Archived: The Cave by Jacquelyn Vick

Water slid down the stalactite, filling a pool where the rough cave floor sloped. Footsteps echoed the drip. The prisoner closed his eyes, pressing further into the jagged wall surrounding him. The footsteps silenced, and a metallic tapping caught the rhythm. The prisoner sighed and glared. A thin light above his bars illuminated the man in long, ash colored robes. The man rapped his knuckles against the prison bars. The prisoner counted, reaching one hundred before snapping to his feet. He surged across the cell, and clasped the man’s wrist. “Must. You?”

The man met the prisoner’s glare, exhaled, blinked, and rapped his knuckle against the bar.

“Argh,” the prisoner released the captured hand, and threw his own into the air. “Why must you vex me? Put my food down. Be gone.”

The man rolled his shoulders, walking away to the rhythm of the dripping water.

The prisoner sat beside the bars and whistled. The footsteps returned. The prisoner flung a rock across the cell. “I will get out of here.” The man behind him hummed. The prisoner spun around, staying seated. He stared up at the robed man. “I will. I don’t know how yet. Your day will end.”

“You may attempt, but your heroics will never achieve your desire.” The man placed a silver platter on the ground outside the bars. His long, lanky body un-spiraled as he stood to his full height. “You see these bars. I tap them to ensure there are no weaknesses. Every day we do the same song and dance. Every day I relearn the same information. You are highly irritable, and the bars will never break.”

Once again, the prisoner snapped to his feet. He slammed his hands against the bars. “They will. They must.”

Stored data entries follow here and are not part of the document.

PR #144, opened 2020-06-09
Version agnostic framework setup

sebhrusen:
Trying to make the framework setup as agnostic as possible regarding versions and rely only on the version declared in `frameworks.yaml`.

First, this avoids mistakes when upgrading libraries.
Second, users can then easily benchmark different versions of the same framework simply by creating multiple entries in their local `frameworks.yaml` and then either create a docker image for each of them or use AWS mode, or force the setup (`--setup=force`) before each run.

Example:
```yaml
TPOT:
  version: '0.11.5'
  description: the current version defined in resources/framworks.yaml

TPOT_10:
   version: '0.10.2'
   description: an older version

TPOT_latest:
   description: no version specified, will use master branch

TPOT_mybranch:
   version: 'mybranch'
   description: will test mybranch  
```

no version or `version: latest` points to git `master` branch for most Python frameworks.
A notable exception is H2OAutoML (as it would require to compile the entire project), for which `latest` points to latest stable release, and `nightly` points to latest nightly build.

Also use this occasion to upgrade all major frameworks.

PR #159, opened 2020-07-31
update mljar-supervised version to 0.6.0

pplonski:
Updating mljar-supervised version to 0.6.0. Is there an option to use the latest version from github or pypi?

### DIFF
--- a/resources/frameworks.yaml
+++ b/resources/frameworks.yaml
@@ -114,7 +114,7 @@ TPOT:
 #    verbosity: 2
 
 mljarsupervised:
-  version: '0.5.5'
+  version: '0.6.0'
   project: https://github.com/mljar/mljar-supervised
   params:
     mode: "Compete"   # set mode for Compete, default mode is Explain


PGijsbers:
Yes, it is possible to specify the version as "latest" ([docs](https://github.com/openml/automlbenchmark/blob/master/docs/HOWTO.md#framework-definition)). But we prefer a fixed version by default so that it's clear on which version of the packages the benchmark is run and we can ensure it is stable and compatible with the current version of AMLB. This way results are reproducible when running a specific commit of the AMLB. 

It should be easy to run the benchmark against the latest version of a package but I can't find it in the docs (presumably through #144 @sebhrusen)?

We could alternatively also have the frameworks at "latest", and just generate a snapshot benchmark definition every few months with fixed versions. What would you think about that @sebhrusen?

sebhrusen:
@pplonski @PGijsbers for now, it's more reasonable to require a fixed version, user can define a local definition using the latest version as described informally with `autosklearn` in the Framework definitions example: https://github.com/openml/automlbenchmark/blob/master/docs/HOWTO.md#framework-definition

> We could alternatively also have the frameworks at "latest", and just generate a snapshot benchmark definition every few months with fixed versions.

I like the idea, it would also allow users to (re)run older benchmarks easily as we would add a version of `frameworks.yaml` per quarter let's say. Although, for a minimum of stability and as the frameworks are always read from `frameworks.yaml` by default, I would keep the default `frameworks.yaml` with stable versions. Would you be ok with that?
```
frameworks.yaml  # current stable versions
frameworks_latest.yaml  # all frameworks set to latest (may be pulled directly from `master` branch)
frameworks_2020_Q1.yaml
frameworks_2020_Q2.yaml
...
```

So to use latest for example, user would have to run for example
```
python runbenchmark.py resources/frameworks_latest.yaml#mljarsupervised
```
but the default
```
python runbenchmark.py mljarsupervised
```
would still use the default and stable version from `frameworks.yaml`.
I can create a ticket for that, as you can see, if we want to make the switch easy, it requires some changes in how the `framework` parameter is handled to select the alternative `yaml` definition: either by overloading the syntax on the current param (as we do now for benchmarks), or by adding a new param. Personally, I tend to prefer overloading in this situation...

Well, just realized, it may already work using:
```
python runbenchmark.py mljarsupervised -Xframeworks.definition_file=resources/frameworks_latest.yaml
```
I would need to try it.

sebhrusen:
@pplonski no API change with `0.6.0` right? I guess you tried it and I can trust you on this, this would same me some time, thx!

pplonski:
@sebhrusen yes, no API changes

sebhrusen:
Also moved the discussion regarding `latest` versions and version history to https://github.com/openml/automlbenchmark/issues/160

Issue #157, opened 2020-07-29
Error when using shared/setup.sh


paxcema:
Hi,

I am trying to add a framework to the benchmark suite. However, when doing `python runbenchmark.py framework validation` my setup.sh calls the shared/setup.sh and the latter fails at line 42 with the error `.../venv/bin/pip: No such file or directory`. I already tried using a shorter (54 characters, without white spaces) path, as it seems there can be errors related to that as well.

I also tried running `python runbenchmark.py TPOT validation`, and got the same error, which suggests the issue is not related to my setup.sh file.

Any ideas as to what it might be?

sebhrusen:
Hi @paxcema, do you really get 3 dots in `.../venv/bin/pip: No such file or directory.`
On which OS are you?
from the `automlbenchmark` app folder, can you please run the following command and tell me the output?
```
cd frameworks/shared; SHARED_DIR="$(cd $(dirname "${BASH_SOURCE[0]}") && pwd -P)"; APP_ROOT=$(dirname $(dirname "$SHARED_DIR")); echo "shared=$SHARED_DIR"; echo "root=$APP_ROOT"; cd ../..
```

sebhrusen:
sorry, wrong command, this one is closer to what is effectively done:
```
SHARED_DIR="$(cd $(dirname "frameworks/shared/setup.sh") && pwd -P)"; APP_ROOT=$(dirname $(dirname "$SHARED_DIR")); echo "shared=$SHARED_DIR"; echo "root=$APP_ROOT"
```

paxcema:
Hi @sebhrusen!

No, to be precise the exact error in the .sh is: `/home/pcerdam/mdb/amlb/frameworks/TPOT/../shared/setup.sh: line 42: /home/pcerdam/mdb/amlb/frameworks/TPOT/venv/bin/pip: No such file or directory`. 

The .py error is `subprocess.CalledProcessError: Command '/home/pcerdam/mdb/amlb/frameworks/TPOT/setup.sh /home/pcerdam/mdb/amlb 0.11.5' returned non-zero exit status 127.`

The output to that second command is:

```
shared=/home/pcerdam/mdb/amlb/frameworks/shared
root=/home/pcerdam/mdb/amlb
```

sebhrusen:
> I am trying to add a framework to the benchmark suite

Ok, I guess you're not trying to add `TPOT` again, so I don't see why it's calling `amlb/frameworks/TPOT/setup.sh`.

[...]

PR #161, opened 2020-08-17
Reencode truth and predictions to match labels lexicographic order

sebhrusen:
When framework was providing the combination:
```python
prediction_labels=["b", "a"]
target_encoded=True
```
with therefore "b" encoded as 0, "a" encoded as 1.

Then the `amlb` app was reordering prediction columns to get ["a", "b"], but it was not reencoding predictions and truth values, so that 1 was then meaning "b" instead of "a" after the reordering.

This PR fixes this issues, and ensures that values are re-encoded if needed.

### DIFF
--- a/docs/HOWTO.md
+++ b/docs/HOWTO.md
@@ -611,11 +611,11 @@ Using the instructions above:
  1. try to setup the framework: 
     > python runbenchmark.py myframework -s only
  1. fixes the framework setup until it works: the setup being usually a simple `setup.sh` script, you should be able to test it directly without using the application.
- 1. try to run simple test against one fold using defaults (`test` benchmark and `test` constraints):
-    > python runbenchmark.py myframework -f 0
+ 1. try to run simple test against one fold using defaults (`test` benchmark and `test` constraints) with the `-Xtest_mode` that will trigger additional validations:
+    > python runbenchmark.py myframework -f 0 -Xtest_mode
  1. fix the module integration code until the test produce all results with no error (if the integration generated an error, it is visible in the results).
  1. if this works, validate it against the `validation` dataset using one fold:
-    > python runbenchmark.py myframework validation 1h4c -f 0
+    > python runbenchmark.py myframework validation 1h4c -f 0 -Xtest_mode
  1. if this works, try to run it in docker to validate the docker image setup: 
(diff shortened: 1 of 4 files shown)


sebhrusen:
discovered when running `validation` benchmarks on https://github.com/openml/automlbenchmark/pull/153

This was clearly visible on tasks like `APSFailure` (AUC < 0.5), or `micro-mass` (highest probability was not matching prediction).
And then also visible on fold 1 for `iris` on `test` benchmark.

Will create an Issue so that we have a proper test or a validation option that would verify that the `predictions.csv` are correct, which means for example that for classification, we should always have 
prediction value = column with highest probability.

PGijsbers:
Why was it that in the original paper the reported AUC for APSFailure was `>0.5`? ([figure](https://openml.github.io/automlbenchmark/results.html))

sebhrusen:
@PGijsbers, just updated my comment: this was occuring only for MLPlan framework, this is because MLPlan was using a combination of parameters (the ones in this PR description) that was not used by other frameworks until now.

docs/HOWTO.md
```diff
@@ -909,13 +909,27 @@ _Examples of method duration info when using this custom profiling_:
...
+The setup is created for Debian-based linux environments, and macOS (most frameworks can be installed on macOS, ideally with `brew` installed, but there may be a few exceptions), so it may work with other Linux environments not listed above (e.g. Debian, Ubuntu 20.04, ...).
+The best way to run benchmarks on non-supported OS, is to use the docker mode.
+
+If the setup fails on a supported environment, please try the following:
+- force the setup: see above.
+- ensure that the same framework is not set up multiple times in parallel on the same machine:
+  - first use `python runbenchmark.py MyFramework -s only` on one terminal.
+  - then you can trigger multiple `python runbenchmark.py MyFramework ...` (without `-s` option) in parallel.
+- delete the `lib` and `venv` folders, if present, under the given framework folder (e.g. `frameworks/MyFramework`), and try the setup again.
+
```
sebhrusen, line 931: not related with this PR, but I was discussing https://github.com/openml/automlbenchmark/issues/157 at the same time, to including this here.

PGijsbers (approved):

The robed man hummed. He looked down at the meal near his feet. “I pray you find some enjoyment in the nourishment provided.” He turned away as he finished his daily mantra.

The prisoner snarled at the food. “What if I die?”

The robed man stopped. “They would leave your corpse to decay. Even in death there is no escape.”

The prisoner returned to his seat on the rough cave floor. Stretching through the bars, he lifted the lid off his food. A potato, a piece of dry meat, and a small serving of vegetables. Every day the same meal. Only one a day. Keeping him alive, but keeping him weak. The lid clattered onto the platter when the prisoner finished his meal. He stayed beside the bars until the robed man returned and checked the bars with the platter. The prisoner jerked back from the sharp sound and snatched the platter. “They aren’t weak.”

“Yes, but maybe a tool would do them differently.”

“I have no tools.”

“No, I do not believe your desire alone will grant you freedom.”

The prisoner waited until the robed man stepped into the darkness. He wrapped his hands around the bars. Squeezing the firm metal rods he screamed into the cave’s void. As he released his rage, the bars shook. Dust rained down atop him. Blinking the dust away, the prisoner tried to twist the bars. They were as the robed man had determined. Strong, sturdy, unmoving.

He slammed his hands against the rods, and walked across the cell. Dim light from the light streaming above the bars danced with shadows around the cell. In a corner, a long list of carved tallies hid beneath the shadows. The prisoner counted them and scratched in a new one. His hope of escape impressed him more every day he counted the marks. To follow his daily routine, the man raced from the back of his cell towards the bars slamming his shoulder into the metal. The bars held steady, but dust fell from the cave ceiling.

Many marks were scratched to the tally list until a bar fell loose as the robed man came to check them. The prisoner and the robed man shared a look of surprise. The robed man stepped back, waving his arm forward for the prisoner to step across the threshold. He squinted, unable to see in the darkness filling the rest of the cave. He pressed his hand against the rough wall and followed the curvature. At one point he found a small hole. Too tiny for a man to climb through, but the right size and shape for a platter with a lid. The cave wall continued to a dibit with a collection of rocks, unmovable. The prisoner continued to feel around in the darkness until he reached the bars.

The robed man clutched his shoulder. “As I have said, you will never escape. I will never escape.”